▶ _What you should do_: Output only the lines below from the one containing "I would therefore" to the one containing "Can we put this", exactly as written, both ends kept.

######

PR #1366, opened 2025-01-09
feat: Provide a generic `Tree.dump()` function

phorward:
In many use-cases, a tree must be fetched for e.g. a workflow, a menu or similar. This helper function directly dumps a hierarchy/tree to a given level and with a given limit as JSON.

Its better, to provide a simple function for this, instead of copy a bad function multiple times in several projects.

### DIFF
--- a/src/viur/core/prototypes/tree.py
+++ b/src/viur/core/prototypes/tree.py
@@ -1,4 +1,5 @@
 import logging
+import json
 import typing as t
 from deprecated.sphinx import deprecated
 from viur.core import utils, errors, db, current
@@ -7,6 +8,7 @@ from viur.core.bones import KeyBone, SortIndexBone
 from viur.core.cache import flushCache
 from viur.core.skeleton import Skeleton, SkeletonInstance
 from viur.core.tasks import CallDeferred
+from viur.core.render.json.default import CustomJsonEncoder
 from .skelmodule import SkelModule
 
 
@@ -1049,6 +1051,69 @@ class Tree(SkelModule):
 
             if self.leafSkelCls:
                 self._clone_recursive("leaf", src_skel["key"], skel["key"], skel["parentrepo"])
+
+    # Helpers
+
+    @exposed
+    def dump(
+        self,
+        parententry: t.Optional[db.Key | int | str] = None,
+        depth: int = 3, limit:
+        int = 30,
+        **kwargs
+    ) -> str:
+        """
+        Dumps a Tree's content as JSON, based on a parententry.
+
+        :param parententry: Parententry to dump; If not given, the fuction tries to figure out a single parent entry.
+        :param depth: Depth to dump children. Can only be a maxiumum of 3.
+        :param limit: Limit of entries on each level.
+        """
+        if not utils.string.is_prefix(self.render.kind, "json"):
+            raise errors.BadRequest("Can only use this function on JSON-based renders")
+
+        current.request.get().response.headers["Content-Type"] = "application/json"
+
+        if depth < 1 or depth > 3:
+            raise errors.NotAcceptable(f"{'limit'!r} out of bounds, must be between 1 and 99")
+
+        if limit < 1 or limit > 30:
+            raise errors.NotAcceptable(f"{'limit'!r} out of bounds, must be between 1 and 99")
+
+        if not parententry:
+            repos = self.getAvailableRootNodes(**kwargs)
+
+            match len(repos):
+                case 0:
+                    raise errors.Unauthorized()
+                case 1:
+                    parententry = repos.pop()["key"]
+                case _:
+                    raise errors.NotAcceptable(f"Missing required parameter {'parententry'!r}")
+
+        def query(parententry):
+            q = self.viewSkel("node").all().filter("parententry", parententry)
+            if not (q := self.listFilter(q)):
+                raise errors.Unauthorized()
+
+            ret = [
+                self.render.renderSkelValues(skel) | {"_skeltype": "node", "_children": query(skel["key"])}
+                for skel in q.fetch(limit=limit)
+            ]
+
+            if self.leafSkelCls:
+                q = self.viewSkel("node").all().filter("parententry", parententry)
+                if not (q := self.listFilter(q)):
+                    raise errors.Unauthorized()
+
+                ret += [
+                    self.render.renderSkelValues(skel) | {"_skeltype": "leaf"}
+                    for skel in q.fetch(limit=limit)
+                ]
+
+            return ret
+
+        return json.dumps(query(parententry), cls=CustomJsonEncoder)
 
 
 Tree.vi = True


src/viur/core/prototypes/tree.py
```diff
@@ -1050,6 +1052,77 @@ def onCloned(self, skelType: SkelType, skel: SkeletonInstance, src_skel: Skeleto
...
                 self._clone_recursive("leaf", src_skel["key"], skel["key"], skel["parentrepo"])
 
+    # Helpers
+
+    @exposed
+    def dump(
+        self,
+        parententry: t.Optional[db.Key | int | str] = None,
+        depth: int = 3, limit:
+        int = 30,
```
ArneGudermann, line 1062:
```suggestion
        depth: int = 3, 
        limit: int = 30,
```

src/viur/core/prototypes/tree.py
```diff
@@ -1050,6 +1052,77 @@ def onCloned(self, skelType: SkelType, skel: SkeletonInstance, src_skel: Skeleto
...
+        :param depth: Depth to dump children. Can only be a maxiumum of 3.
+        :param limit: Limit of entries on each level.
+        """
+        if not utils.string.is_prefix(self.render.kind, "json"):
+            raise errors.BadRequest("Can only use this function on JSON-based renders")
+
+        current.request.get().response.headers["Content-Type"] = "application/json"
+
+        if depth < 1 or depth > 3:
+            raise errors.NotAcceptable(f"{'limit'!r} out of bounds, must be between 1 and 99")
```
ArneGudermann, line 1078:
```suggestion
            raise errors.NotAcceptable(f"'depth' out of bounds, must be between 1 and 3")
```

src/viur/core/prototypes/tree.py
```diff
@@ -1050,6 +1052,77 @@ def onCloned(self, skelType: SkelType, skel: SkeletonInstance, src_skel: Skeleto
...
+
+        if limit < 1 or limit > 30:
+            raise errors.NotAcceptable(f"{'limit'!r} out of bounds, must be between 1 and 99")
```
ArneGudermann, line 1081:
```suggestion
            raise errors.NotAcceptable(f"'limit' out of bounds, must be between 1 and 30")
```

src/viur/core/prototypes/tree.py
```diff
@@ -1050,6 +1052,77 @@ def onCloned(self, skelType: SkelType, skel: SkeletonInstance, src_skel: Skeleto
...
+
+            match len(repos):
+                case 0:
+                    raise errors.Unauthorized()
+                case 1:
+                    parententry = repos[0]["key"]
+                case _:
+                    raise errors.NotAcceptable(f"Missing required parameter {'parententry'!r}")
+
+        def query(parententry):
```
ArneGudermann, line 1094:
```suggestion
        def query(parententry, _depth : int = 0):
```

src/viur/core/prototypes/tree.py
```diff
@@ -1050,6 +1052,77 @@ def onCloned(self, skelType: SkelType, skel: SkeletonInstance, src_skel: Skeleto
...
+            q = self.viewSkel("node").all()
+            q.mergeExternalFilter(kwargs | {"parententry": parententry})
+
+            if not (q := self.listFilter(q)):
+                raise errors.Unauthorized()
+
+            self._apply_default_order(q)
+
+            ret = [
+                self.render.renderSkelValues(skel) | {"_skeltype": "node", "_children": query(skel["key"])}
```
ArneGudermann, line 1104:
```suggestion
                self.render.renderSkelValues(skel) |({"_skeltype": "node", "_children": query(skel["key"], _depth + 1)} if _depth + 1 <= depth else {})
```

ArneGudermann (changes requested):

src/viur/core/prototypes/tree.py
```diff
@@ -1050,6 +1052,88 @@ def onCloned(self, skelType: SkelType, skel: SkeletonInstance, src_skel: Skeleto
...
+        :param depth: Depth to dump children. Can only be a maxiumum of 3.
+        :param limit: Limit of entries on each level, can be maximum of 30 per level and type.
+        """
+        if not utils.string.is_prefix(self.render.kind, "json"):
+            raise errors.BadRequest("Can only use this function on JSON-based renders")
+
+        current.request.get().response.headers["Content-Type"] = "application/json"
+
+        if depth < 1 or depth > 3:
+            raise errors.NotAcceptable("'depth' out of bounds")
```
ArneGudermann: Why we not print out the borders?

ArneGudermann (changes requested):

phorward:
@ArneGudermann I've updated the PR with your change request, can you please re-review?

src/viur/core/prototypes/tree.py
```diff
@@ -1064,6 +1066,105 @@ def onCloned(self, skelType: SkelType, skel: SkeletonInstance, src_skel: Skeleto
...
```
ArneGudermann, line 1161: I have already mentioned it, why not print the borders here?

src/viur/core/prototypes/tree.py
```diff
@@ -1064,6 +1066,105 @@ def onCloned(self, skelType: SkelType, skel: SkeletonInstance, src_skel: Skeleto
...
+
+        if limit < 1 or limit > 30:
+            raise errors.NotAcceptable("'limit' out of bounds")
```
ArneGudermann, line 1164: And here ?

ArneGudermann (changes requested):

src/viur/core/prototypes/tree.py
```diff
@@ -1064,6 +1066,105 @@ def onCloned(self, skelType: SkelType, skel: SkeletonInstance, src_skel: Skeleto
...
+        """
+        if not utils.string.is_prefix(self.render.kind, "json"):
+            raise errors.BadRequest("Can only use this function on JSON-based renders")
+
+        current.request.get().response.headers["Content-Type"] = "application/json"
+
+        if depth < 1 or depth > 3:
+            raise errors.NotAcceptable("'depth' out of bounds")
+
+        if limit < 1 or limit > 30:
```
sveneberth, line 1163: in my opinion, this is an arbitrary limit without any logical derivation or basis for calculation.

I assume you want to prevent the request from becoming too large with large trees. But that is simply too arbitrary for any context.

Furthermore, you underestimate polynomial growth. Your limit of $30^3 = 27000$ is, with the right data, beyond what should be processed within a request.
Whereas the extension by one more level, but a reduction of the limit to 5 would still be a perfectly conceivable amount: $5^4 = 625$. 
While the theoretical worst-case scenario is unlikely to be used in practice, it is quite realistic to have more than 3 levels and more than 30 entries on at least one (probably the last level; the leafs).

I would therefore suggest offering the limitation in case you only want to display the first n entries per level in your view and want to reload the rest, but not limiting it so strictly.
In addition, I would add an absolute limit so that a maximum of, for example, 1000 entries, regardless of their level and number, can be loaded with one request.

sveneberth (changes requested):

phorward:
Can we put this into viur-toolkit @sveneberth ?

PR #1367, opened 2025-01-10
fix: determine a better path for a new `TranslateSkel`

sveneberth:
The problem was on the one hand that the path was first determined in `__str__`, which means that it is not the position where the translate object was created, but where it is converted to a string (this can also be in the renderer). I have therefore moved this to `__init__`.

Furthermore, the stack loaded in `walk_stack()` skipped too many frames (we actually need the first frame directly), so this couldn't work either -- except for Jinja. Now we load the stack explicitly from the top.

### DIFF
--- a/src/viur/core/i18n.py
+++ b/src/viur/core/i18n.py
@@ -74,11 +74,13 @@ Of course you can create skeletons / entries in the datastore in your project
 on your own. Just use the TranslateSkel).
 """  # FIXME: grammar, rst syntax
 import datetime
-import jinja2.ext as jinja2
 import logging
+import sys
 import traceback
 import typing as t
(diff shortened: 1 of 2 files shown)


sveneberth:
> @sveneberth can you please integrate this as part of #1364? I've already been on this, too, last week.

But #1364 address core 3.7. and is a wip draft. This is a working fix for 3.6

phorward:
@sveneberth ok for me. Would you integrate this afterwards into #1364?

sveneberth:
> @sveneberth ok for me. Would you integrate this afterwards into #1364?

sure

phorward (approved):

PR #1372, opened 2025-01-17
doc: Fix `SyntaxWarning: invalid escape sequence '\*'`

phorward:
The previous docstring caused InvalidEscapeSequence warnings with Python 3.12

### DIFF
--- a/src/viur/core/skeleton.py
+++ b/src/viur/core/skeleton.py
@@ -1760,7 +1760,7 @@ class RefSkel(RelSkel):
     @classmethod
     def fromSkel(cls, kindName: str, *args: list[str]) -> t.Type[RefSkel]:
         """
-            Creates a relSkel from a skeleton-class using only the bones explicitly named in args.
+            Creates a ``RefSkel`` from a skeleton-class using only the bones explicitly named in ``args``.
 
             :param args: List of bone names we'll adapt
             :return: A new instance of RefSkel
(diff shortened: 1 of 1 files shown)


src/viur/core/skeleton.py
```diff
@@ -1760,8 +1760,7 @@ class RefSkel(RelSkel):
     @classmethod
     def fromSkel(cls, kindName: str, *args: list[str]) -> t.Type[RefSkel]:
         """
-            Creates a relSkel from a skeleton-class using only the bones explicitly named
-            in \*args
+            Creates a relSkel from a skeleton-class using only the bones explicitly named in args.
```
sveneberth, line 1763: Or code inline formatting?
```suggestion
            Creates a relSkel from a skeleton-class using only the bones explicitly named in ``args``.
```

sveneberth, line 1763:
```
            :return: A new instance of RefSkel
```
does not match with `RelSkel` :thinking: 
```suggestion
            Creates a ``RefSkel`` from a skeleton-class using only the bones explicitly named in args.
```

sveneberth (changes requested):

src/viur/core/skeleton.py
phorward, line 1763:
```suggestion
            Creates a ``RefSkel`` from a skeleton-class using only the bones explicitly named in ``args``.
```

sveneberth (approved):

PR #1373, opened 2025-01-17
fix: `SkelModule` not able to handle empty index definitions

phorward:


sveneberth (approved):

sveneberth:
Since we decided to have 3.6 LTS we should start the fix there, or not?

######

▶ _Solution for this exercise_:
I would therefore suggest offering the limitation in case you only want to display the first n entries per level in your view and want to reload the rest, but not limiting it so strictly.
In addition, I would add an absolute limit so that a maximum of, for example, 1000 entries, regardless of their level and number, can be loaded with one request.

sveneberth (changes requested):

phorward:
Can we put this into viur-toolkit @sveneberth ?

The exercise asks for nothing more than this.